Question Task 2: Whether full padding is necessary or the parties are going to know certain information about the expected percentage of records of each type, in which case the number of records in the padding can be smaller. For example, if records of DEL and INS types are always present and constitute, say, no less than 10% of the total number of records, then we need to pad the input to 90% of the file size instead of all 100%. Similarly, if SUB records are not very common and their number never exceeds a certain percentage (e.g., 20%), we would like to have different procesdures for processing SNP and SUB records, where both lists are padded to sufficient sizes to hide the exact number of entries of type SNP and SUB. Can we make such assumptions and have each organization enter two lists of SNP and SUB records, respectively (padded to hide the exact number of records)? If so, what would be safe padding bounds?

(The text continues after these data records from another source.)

Issue #44, opened 2020-11-08
Project Palette having visual tree issues


JD-Howard:
**Describe the bug**
PRJ treeview is not updating except while adding new *.lsp files.

**To Reproduce**
1. Open ANY *.prj with valid file pointers
2. no items will display, but everything else is generally correct (does contains data)
3. hit refresh, no items show up
4. add a new *.lsp file reference and they all magically appear

**Desktop (please complete the following information):**
 - OS: Win10

**Additional context**
I am relatively certain this has to do with the PR #42 changes that turned all the `onChange.fire()` events into a problem. The only other recent thing that could have potentially caused this was PR #36 but I've re-checked all the code from that and I don't see any issues. Anybody have some ideas on why this is inconsistently working?

hualin-adsk:
@Sen-real Do you have any ideals on this?

Sen-real:
> @Sen-real Do you have any ideals on this?

Didn't notice problem from the two PRs. Sometime upgrading VS Code also causes problem.

JD-Howard:
I did indeed recently get a VSCode update. However, if I don't start our extension through debugging and just use the one that exists in the store, then the TreeView works fine. Still possibly linked to an update, but slightly less likely because the public version didn't break too.

Sen-real:
fixed with https://github.com/Autodesk-AutoCAD/AutoLispExt/pull/46

PR #46, opened 2020-11-09
Fix bug #44

Sen-real:
The bug to fix:
https://github.com/Autodesk-AutoCAD/AutoLispExt/issues/44

When firing an event to refresh the entire project panel, it only works with a null argument.


hualin-adsk (approved):

JD-Howard:
@Sen-real, 
LOL, thank you! I was starting to think I was going crazy, but that 1-liner fixed the whole problem.

JD-Howard (approved):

Reply: It is reasonable to assume a (relatively wide) range of the fraction of SUB/SNP in each file. For example, we can assume SUB will constitute 5%-30% of the records, if that is useful. But we cannot assume range to be very specific.

Question Task 2: In a previous email we asked about the maximum length of REF and ALT sequences that may exist in the input file, your answer was somehow arbitrary where you set an arbitrary maximum size of 100. However, we need the exact maximum length since it affects our work. Is there a maximum length for these fields?

Reply: It can only be estimated ad hoc right now. According the 1000 genomes project, the novel sequence insertion can be rarely quite long (e.g., >1000 bp). So if you need an absolute upper bound in real case, it can be quite large number. However, in our testing purpose, we can make sure no insertion sequence will be longer than 100 bps.

Question: As you may know certain SMC techniques (MPC in the so called preprocessing-model) require a preprocessing phase before secure computation can be done. The preprocessing generates some shared data between the parties that will be used during the secure computation it self. However, this preprocessing is not depended on the input to the computation. E.g., in this case the preprocessing phase is completely independent of the concrete VCF files you would use to test our solution. This means we could potentially do this preprocessing step before we deliver our solution to you to increase the performance of the solution. My question is if this will be allowed for the competition?

Reply: The preprocessing time will not be counted if it is a one-time computation that can be used by any instance of SMC between the same multi-parties.

If it is required for each time SMC computation, then it should be counted.